• **What to do**
Could you print every record exactly as it stands?

• **Given records**
PR #6065, opened 2025-10-30
Allow users to disable some modules in BSP

alexarchambault:
This adds a `def enableBsp: Boolean` method on `JavaModule` (via `BspModuleApi`). Users can override this method and make it return `false` to make the BSP server hide / ignore that module.

Note that for consistency, if a module depends on another that has `enableBsp` set to false, it gets itself disabled too. Else, that might create situations where a module is loaded in BSP, but some of its dependencies would just be missing because they have `enableBsp` set to false.

### DIFF
--- a/runner/bsp/worker/src/mill/bsp/worker/BspEvaluators.scala
+++ b/runner/bsp/worker/src/mill/bsp/worker/BspEvaluators.scala
@@ -15,10 +15,6 @@ private[mill] class BspEvaluators(
     val watched: Seq[Watchable]
 ) {
 
-  private val transitiveDependencyModules0 = new ConcurrentHashMap[ModuleApi, Seq[ModuleApi]]
-  private val transitiveModulesEnableBsp0 =
-    new ConcurrentHashMap[ModuleApi, Option[Seq[BspModuleApi]]]
-
   /**
    * Compute all transitive modules from module children via moduleDirectChildren
    */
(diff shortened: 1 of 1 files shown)


alexarchambault:
This has been useful while trying to port the Scala 3 build to Mill: some modules are defined twice, once during "bootstrapping", and a second time using what was built during bootstrapping. Disabling the latter modules for BSP makes the BSP import phase faster: the first modules need to be built in order for the compiler class path of the second modules to be known, so getting BSP details about them requires compiling the first modules, which takes time. Better hide them by default.

runner/bsp/worker/src/mill/bsp/worker/BspEvaluators.scala
```diff
@@ -14,30 +15,74 @@ private[mill] class BspEvaluators(
     val watched: Seq[Watchable]
 ) {
 
+  private val transitiveDependencyModules0 = new ConcurrentHashMap[ModuleApi, Seq[ModuleApi]]
+  private val transitiveModulesEnableBsp0 =
+    new ConcurrentHashMap[ModuleApi, Option[Seq[BspModuleApi]]]
```
lihaoyi: @alexarchambault can you explain the changes here? I would have expected them to be a simple `.filter(_.enableBsp)`, not sure what the `transitiveDependencyModules` stuff is. If it's to resolve a different issue, it should be described in the PR description

core/api/daemon/src/mill/api/daemon/internal/bsp/BspModuleApi.scala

• **Problem solution**
PR #6065, opened 2025-10-30
Allow users to disable some modules in BSP

alexarchambault:
This adds a `def enableBsp: Boolean` method on `JavaModule` (via `BspModuleApi`). Users can override this method and make it return `false` to make the BSP server hide / ignore that module.

Note that for consistency, if a module depends on another that has `enableBsp` set to false, it gets itself disabled too. Else, that might create situations where a module is loaded in BSP, but some of its dependencies would just be missing because they have `enableBsp` set to false.

### DIFF
--- a/runner/bsp/worker/src/mill/bsp/worker/BspEvaluators.scala
+++ b/runner/bsp/worker/src/mill/bsp/worker/BspEvaluators.scala
@@ -15,10 +15,6 @@ private[mill] class BspEvaluators(
     val watched: Seq[Watchable]
 ) {
 
-  private val transitiveDependencyModules0 = new ConcurrentHashMap[ModuleApi, Seq[ModuleApi]]
-  private val transitiveModulesEnableBsp0 =
-    new ConcurrentHashMap[ModuleApi, Option[Seq[BspModuleApi]]]
-
   /**
    * Compute all transitive modules from module children via moduleDirectChildren
    */
(diff shortened: 1 of 1 files shown)


alexarchambault:
This has been useful while trying to port the Scala 3 build to Mill: some modules are defined twice, once during "bootstrapping", and a second time using what was built during bootstrapping. Disabling the latter modules for BSP makes the BSP import phase faster: the first modules need to be built in order for the compiler class path of the second modules to be known, so getting BSP details about them requires compiling the first modules, which takes time. Better hide them by default.

runner/bsp/worker/src/mill/bsp/worker/BspEvaluators.scala
```diff
@@ -14,30 +15,74 @@ private[mill] class BspEvaluators(
     val watched: Seq[Watchable]
 ) {
 
+  private val transitiveDependencyModules0 = new ConcurrentHashMap[ModuleApi, Seq[ModuleApi]]
+  private val transitiveModulesEnableBsp0 =
+    new ConcurrentHashMap[ModuleApi, Option[Seq[BspModuleApi]]]
```
lihaoyi: @alexarchambault can you explain the changes here? I would have expected them to be a simple `.filter(_.enableBsp)`, not sure what the `transitiveDependencyModules` stuff is. If it's to resolve a different issue, it should be described in the PR description

core/api/daemon/src/mill/api/daemon/internal/bsp/BspModuleApi.scala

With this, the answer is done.